Assessment of KPS in the lesion for all groups is summarized in Fig 2. The 1-way between-groups ANOVA did not reveal any significant differences (P = .55). KPS within the infarct zone revealed significant differences between those who proceeded to hemorrhage and those who did not (1.27 ± 0.59 versus 0.50 ± 0.29 mL/100 g/min, P < .0001) as well as those who were treated with rtPA and those who were not (1.08 ± 0.39 versus 0.56 ± 0.45 mL/100 g/min, P = .008). The ANCOVA revealed that NIHSS was a significant covariate (P = .014) of KPS. However, NIHSS-adjusted means indicated that the mean HT KPS remained significantly greater than the non-HT KPS (NIHSS-adjusted P = .012; unadjusted P < .0001). A sample KPS map obtained in an rtPA-treated patient who progressed to PH1 is shown in Fig 1. Overall, mean KPS values were significantly increased in infarct regions of interest relative to the mean KPS values computed for the contralateral regions of interest (0.78 ± 0.56 versus 0.32 ± 0.24 mL/100 g/min, P < .0001). ROC analysis indicated a KPS threshold of 0.67 mL/100 g/min with a sensitivity of 92% and a specificity of 78% for identifying HT. In 3 patients, KPS exceeded this threshold despite no visible evidence of gadolinium enhancement (Fig 3). All 3 of these patients subsequently hemorrhaged (classified as HI1, HI2, and PH1).
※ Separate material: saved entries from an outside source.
PR #9579, opened 2023-08-03
RDT operations unit test

bvaughn:
Proposed changes to testing approach introduced in #9576 for discussion.

I think this approach offers a few advantages:
* The actual test code is easier to read (since it's just normal React code)
* This is more of an "end-to-end" test (in that it uses RDT to generate the original operations arrays)
* If we _did_ end up needing to write more unit tests around RDT, this would put us in a better place to do it more easily
* Should be easier to spot and support future changes to RDT operations array 

It also has a downside:
* The setup and teardown logic is kind of complicated


src/ui/components/SecondaryToolbox/react-devtools/__tests__/rdtProcessing.test.tsx
```diff
@@ -0,0 +1,94 @@
...
+      0, // string table (empty)
+
+      TREE_OPERATION_UPDATE_TREE_BASE_DURATION,
+      123,
+
+      TREE_OPERATION_REMOVE_ROOT,
+    ];
+
+    verifySerialization([operationsArray]);
+  });
```
bvaughn, line 93: These are hard to trigger from the outside 😄 

I think we could trigger the `TREE_OPERATION_REMOVE_ROOT` by setting `store.componentFilters` but...that's not really any better than just hard-coding it.

src/ui/components/SecondaryToolbox/react-devtools/__tests__/utils.ts
```diff
@@ -0,0 +1,160 @@
...
+export function verifySerialization(operationsArrays: number[][]) {
+  operationsArrays.forEach(operationsArray => {
+    expect(operationsArray.length > 0).toBeTruthy();
+
+    const deconstructed = deconstructOperationsArray(operationsArray);
+    const reconstructed = reconstructOperationsArray(deconstructed);
+
+    expect(reconstructed).toEqual(operationsArray);
+  });
+}
```
bvaughn, line 39: I think these helper functions could be used in the #9576 approach even if we don't go with this PR.

markerikson:
Played around with this and found some aspects that are missing. The `assertContainsOperation` method isn't actually asserting, just returning a boolean, so those tests were passing incorrectly. The errors test isn't actually generating an errors operation. 

I think this is a very potentially useful technique, and if we need to add additional testing for the logic later I can look at using this approach at that time. For now, though, what I've got in #9576 does what I want in terms of exercising the actual cases.  I'll make the couple tweaks to fix parsing the `profilingFlags` field and cleanup over there, and put this one in my back pocket for later reference.

bvaughn:
FWIW the fix (pushed) was this:
```diff
diff --git a/src/ui/components/SecondaryToolbox/react-devtools/__tests__/rdtProcessing.test.tsx b/src/ui/components/SecondaryToolbox/react-devtools/__tests__/rdtProcessing.test.tsx
index b6e9bcf72..f94c0bf7f 100644
--- a/src/ui/components/SecondaryToolbox/react-devtools/__tests__/rdtProcessing.test.tsx
+++ b/src/ui/components/SecondaryToolbox/react-devtools/__tests__/rdtProcessing.test.tsx
@@ -52,10 +52,13 @@ describe("RDT processing", () => {
   });
 
   test("should support warnings", () => {
+    const ComponentThatWarns = () => {
+      console.warn("This is a warning");
+      return null;
+    };
+
     // Duplicate key warning
-    const operationsArray = getOperations(() =>
-      root.render(<>{[<Component key="C" />, <Component key="C" />]}</>)
-    );
+    const operationsArray = getOperations(() => root.render(<ComponentThatWarns />));
 
     assertContainsOperationType([operationsArray], TREE_OPERATION_UPDATE_ERRORS_OR_WARNINGS);
     verifySerialization([operationsArray]);
diff --git a/src/ui/components/SecondaryToolbox/react-devtools/__tests__/utils.ts b/src/ui/components/SecondaryToolbox/react-devtools/__tests__/utils.ts
index f56bfacda..19ff2d7da 100644
--- a/src/ui/components/SecondaryToolbox/react-devtools/__tests__/utils.ts
+++ b/src/ui/components/SecondaryToolbox/react-devtools/__tests__/utils.ts
@@ -108,6 +108,9 @@ export function reactDevToolsBeforeEach() {
     bridge: backendBridge,
   });
 
+  // Flush activate commands
+  jest.runAllTimers();
+
   // Reset modules so that importing/requiring react-dom below will register with the DevTools hook
   jest.resetModules();
 
```

bvaughn:
For when/if we circle back to this– I replaced the hard-coded `TREE_OPERATION_UPDATE_TREE_BASE_DURATION` and `TREE_OPERATION_REMOVE_ROOT` operations with ones that go through RDT.

I also added `toMatchInlineSnapshot` to verify the contents of the de-structured objects array (so this approach didn't _lose_ any coverage).

bvaughn:
Rebasing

Overall, there were no significant differences in KPS between HI and PH subtypes (1.00 ± 0.43 versus 1.47 ± 0.60 mL/100 g/min; P = .13).

Fig 2.

Fig 2.

Mean microvascular KPS values of the infarct obtained at the time of presentation for all patient groups. Significantly elevated KPS values are seen in patients who subsequently proceed to HT, compared with those who do not (P < .0001). Patients receiving rtPA also have significantly greater KPS compared with those who do not receive rtPA (P = .008).

Fig 3.

Fig 3.

A, An 81-year old male patient with AIS, visible as an area of reduced diffusion (dark region) on the ADC map obtained at 2 hours 47 minutes post-symptom onset. B and C, rtPA is administered during MR imaging. A region of interest is placed within the infarct, defined as the core area of reduced ADC, and then is copied to the equivalent DCE image set (B), to generate KPS maps (C). In this patient, the mean infarct KPS is 0.84 mL/100 g/min. D and E, A region of hyperintensity is also clearly visible on the equivalent diffusion-weighted image (D), but not on the postcontrast T1-weighted image obtained 20 minutes after completion of the KPS scan (E). F, Follow-up T2-weighted MR image obtained 48 hours later reveals 2 “hotspots,” or areas of hypointensity, characteristic of HT colocalized with the zones of hyper-KPS on the KPS map.

Discussion

We investigated the role of KPS MR imaging, comparing patients who received rtPA with those who did not within a mean time to MR imaging of 3.6 hours from documented symptom onset. KPS was significantly elevated in patients who hemorrhaged, compared with those who did not. This was observed in patients who received rtPA and in patients who did not receive rtPA, suggesting that the compromise of BBB integrity plays a critical role in HT. Furthermore, ROC analysis indicated a threshold of 0.67 mL/100 g/min, which could be considered a physiologic threshold for decision-making regarding rtPA administration. However, a larger series of patients needs to be studied before clinical implementation of this threshold. Furthermore, there was insufficient statistical power to identify any effects of HT severity on KPS. Although follow-up evidence of petechial hemorrhage is unlikely to be clinically important, its existence on admission might portend an increased risk of secondary hemorrhage and might influence the decision to treat with rtPA therapy.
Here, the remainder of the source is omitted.